- [Action item] For the entries below, print exactly the lines between the line holding "PR #166, opened 2019-02-14" and the line holding "subdirectory of XDG_PICTURES_DIR.", inclusive, and nothing else.

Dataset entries
= = = = = = =
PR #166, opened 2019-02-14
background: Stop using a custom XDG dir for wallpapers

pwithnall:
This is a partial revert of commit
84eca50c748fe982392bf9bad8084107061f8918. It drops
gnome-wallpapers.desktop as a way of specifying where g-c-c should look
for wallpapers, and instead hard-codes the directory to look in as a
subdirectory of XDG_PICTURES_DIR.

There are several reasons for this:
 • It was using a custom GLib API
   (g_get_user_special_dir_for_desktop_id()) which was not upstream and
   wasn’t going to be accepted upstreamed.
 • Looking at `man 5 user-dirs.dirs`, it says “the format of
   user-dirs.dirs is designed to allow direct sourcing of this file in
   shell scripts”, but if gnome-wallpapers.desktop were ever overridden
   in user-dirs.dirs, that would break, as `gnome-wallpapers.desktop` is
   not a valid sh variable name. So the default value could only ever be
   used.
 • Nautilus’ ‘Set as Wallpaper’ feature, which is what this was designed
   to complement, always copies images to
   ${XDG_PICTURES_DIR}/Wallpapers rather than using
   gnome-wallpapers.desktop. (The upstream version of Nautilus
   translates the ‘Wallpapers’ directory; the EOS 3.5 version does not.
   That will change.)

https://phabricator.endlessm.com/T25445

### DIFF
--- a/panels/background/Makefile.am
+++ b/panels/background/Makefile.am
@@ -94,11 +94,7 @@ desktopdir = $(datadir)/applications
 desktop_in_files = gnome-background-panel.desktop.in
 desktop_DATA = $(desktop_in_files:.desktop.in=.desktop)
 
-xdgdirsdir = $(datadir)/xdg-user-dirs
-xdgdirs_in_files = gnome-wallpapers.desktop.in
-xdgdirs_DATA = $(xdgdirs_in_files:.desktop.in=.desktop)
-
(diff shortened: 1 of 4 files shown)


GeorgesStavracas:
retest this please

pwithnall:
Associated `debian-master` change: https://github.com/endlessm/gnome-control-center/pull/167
= = = = = = =
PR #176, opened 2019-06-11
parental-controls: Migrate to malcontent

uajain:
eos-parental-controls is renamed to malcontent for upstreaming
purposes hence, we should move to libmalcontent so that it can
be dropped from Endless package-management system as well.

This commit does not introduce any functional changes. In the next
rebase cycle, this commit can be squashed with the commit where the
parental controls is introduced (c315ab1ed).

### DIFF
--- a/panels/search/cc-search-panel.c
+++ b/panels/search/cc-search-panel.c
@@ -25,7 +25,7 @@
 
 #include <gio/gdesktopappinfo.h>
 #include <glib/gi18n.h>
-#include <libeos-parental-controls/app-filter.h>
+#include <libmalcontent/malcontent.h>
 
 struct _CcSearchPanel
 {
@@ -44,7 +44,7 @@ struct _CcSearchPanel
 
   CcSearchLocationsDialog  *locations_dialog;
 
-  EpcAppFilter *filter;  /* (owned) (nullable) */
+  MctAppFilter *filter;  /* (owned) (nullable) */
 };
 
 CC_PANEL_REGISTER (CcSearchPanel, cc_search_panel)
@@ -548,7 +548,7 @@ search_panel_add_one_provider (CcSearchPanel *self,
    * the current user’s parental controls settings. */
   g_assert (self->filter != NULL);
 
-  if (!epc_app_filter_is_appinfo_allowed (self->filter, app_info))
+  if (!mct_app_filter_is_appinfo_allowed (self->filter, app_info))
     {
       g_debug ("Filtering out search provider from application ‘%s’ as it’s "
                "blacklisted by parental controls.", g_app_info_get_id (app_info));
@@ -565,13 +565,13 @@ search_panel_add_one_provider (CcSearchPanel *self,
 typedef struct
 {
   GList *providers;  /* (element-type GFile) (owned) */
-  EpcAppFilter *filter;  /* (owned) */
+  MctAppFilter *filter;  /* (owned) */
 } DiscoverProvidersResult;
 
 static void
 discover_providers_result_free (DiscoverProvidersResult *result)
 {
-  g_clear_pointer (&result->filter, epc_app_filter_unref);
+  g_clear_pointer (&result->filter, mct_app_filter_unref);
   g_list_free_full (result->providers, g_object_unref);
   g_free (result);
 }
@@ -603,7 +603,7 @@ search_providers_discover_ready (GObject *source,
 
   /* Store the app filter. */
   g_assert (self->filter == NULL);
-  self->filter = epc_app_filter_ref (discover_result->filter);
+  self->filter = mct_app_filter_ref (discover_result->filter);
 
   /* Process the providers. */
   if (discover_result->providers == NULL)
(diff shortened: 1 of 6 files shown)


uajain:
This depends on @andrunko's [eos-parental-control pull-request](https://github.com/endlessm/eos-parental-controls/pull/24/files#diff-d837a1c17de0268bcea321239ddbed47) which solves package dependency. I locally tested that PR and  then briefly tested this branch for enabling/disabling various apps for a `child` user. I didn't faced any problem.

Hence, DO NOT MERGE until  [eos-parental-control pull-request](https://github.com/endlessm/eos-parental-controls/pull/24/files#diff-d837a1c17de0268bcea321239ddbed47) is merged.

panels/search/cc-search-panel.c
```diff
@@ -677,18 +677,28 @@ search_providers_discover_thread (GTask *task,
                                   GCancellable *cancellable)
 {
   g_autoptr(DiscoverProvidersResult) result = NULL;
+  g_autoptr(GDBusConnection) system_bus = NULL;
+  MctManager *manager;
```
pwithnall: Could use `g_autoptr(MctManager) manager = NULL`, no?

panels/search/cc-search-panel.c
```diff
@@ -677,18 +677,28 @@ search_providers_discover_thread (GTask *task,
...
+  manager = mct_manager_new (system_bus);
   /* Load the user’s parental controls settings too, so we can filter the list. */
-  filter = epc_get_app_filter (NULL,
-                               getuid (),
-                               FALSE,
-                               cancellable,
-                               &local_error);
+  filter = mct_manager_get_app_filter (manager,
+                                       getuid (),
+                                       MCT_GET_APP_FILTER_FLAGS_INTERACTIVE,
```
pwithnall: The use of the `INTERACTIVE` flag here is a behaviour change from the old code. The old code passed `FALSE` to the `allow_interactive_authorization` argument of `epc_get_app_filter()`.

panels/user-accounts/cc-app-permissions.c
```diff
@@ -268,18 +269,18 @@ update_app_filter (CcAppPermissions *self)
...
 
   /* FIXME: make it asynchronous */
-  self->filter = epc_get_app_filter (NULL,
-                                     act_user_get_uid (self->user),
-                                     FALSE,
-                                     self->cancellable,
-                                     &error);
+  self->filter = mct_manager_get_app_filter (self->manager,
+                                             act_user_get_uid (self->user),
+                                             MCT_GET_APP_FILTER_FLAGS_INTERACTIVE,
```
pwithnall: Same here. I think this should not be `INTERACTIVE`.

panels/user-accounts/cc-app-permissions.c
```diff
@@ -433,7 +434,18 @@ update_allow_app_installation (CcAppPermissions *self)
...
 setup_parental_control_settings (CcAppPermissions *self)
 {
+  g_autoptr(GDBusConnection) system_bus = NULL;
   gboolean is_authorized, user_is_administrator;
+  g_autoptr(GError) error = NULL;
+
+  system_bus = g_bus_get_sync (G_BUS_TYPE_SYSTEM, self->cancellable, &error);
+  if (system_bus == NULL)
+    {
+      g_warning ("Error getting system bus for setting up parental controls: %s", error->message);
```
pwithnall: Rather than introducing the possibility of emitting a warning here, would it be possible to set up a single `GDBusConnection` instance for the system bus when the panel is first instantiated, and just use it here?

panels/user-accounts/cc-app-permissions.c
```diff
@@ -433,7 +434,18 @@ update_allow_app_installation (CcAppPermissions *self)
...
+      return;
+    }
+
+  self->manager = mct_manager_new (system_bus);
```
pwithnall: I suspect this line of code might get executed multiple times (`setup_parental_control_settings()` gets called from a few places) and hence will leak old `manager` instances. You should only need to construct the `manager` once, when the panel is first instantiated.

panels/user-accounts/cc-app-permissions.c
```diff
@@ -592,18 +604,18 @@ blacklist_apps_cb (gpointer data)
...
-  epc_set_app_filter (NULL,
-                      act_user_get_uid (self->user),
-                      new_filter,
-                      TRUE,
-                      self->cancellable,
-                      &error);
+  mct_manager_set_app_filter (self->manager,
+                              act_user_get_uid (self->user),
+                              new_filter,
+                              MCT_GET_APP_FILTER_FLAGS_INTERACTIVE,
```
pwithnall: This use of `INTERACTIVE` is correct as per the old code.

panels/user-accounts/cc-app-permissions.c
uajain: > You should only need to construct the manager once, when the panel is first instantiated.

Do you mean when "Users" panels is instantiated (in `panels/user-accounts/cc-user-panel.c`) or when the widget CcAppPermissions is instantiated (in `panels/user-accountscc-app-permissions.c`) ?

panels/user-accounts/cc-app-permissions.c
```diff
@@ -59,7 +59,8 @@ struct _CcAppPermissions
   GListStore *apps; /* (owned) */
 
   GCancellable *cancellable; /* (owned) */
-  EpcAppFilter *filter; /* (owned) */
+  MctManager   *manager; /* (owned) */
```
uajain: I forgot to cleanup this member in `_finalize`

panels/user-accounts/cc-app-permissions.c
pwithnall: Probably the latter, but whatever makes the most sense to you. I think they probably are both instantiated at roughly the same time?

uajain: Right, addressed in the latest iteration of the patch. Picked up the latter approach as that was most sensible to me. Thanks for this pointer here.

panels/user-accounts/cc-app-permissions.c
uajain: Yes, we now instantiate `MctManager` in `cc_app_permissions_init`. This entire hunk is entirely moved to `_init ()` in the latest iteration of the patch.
= = = = = = =
- [Output below]
PR #166, opened 2019-02-14
background: Stop using a custom XDG dir for wallpapers

pwithnall:
This is a partial revert of commit
84eca50c748fe982392bf9bad8084107061f8918. It drops
gnome-wallpapers.desktop as a way of specifying where g-c-c should look
for wallpapers, and instead hard-codes the directory to look in as a
subdirectory of XDG_PICTURES_DIR.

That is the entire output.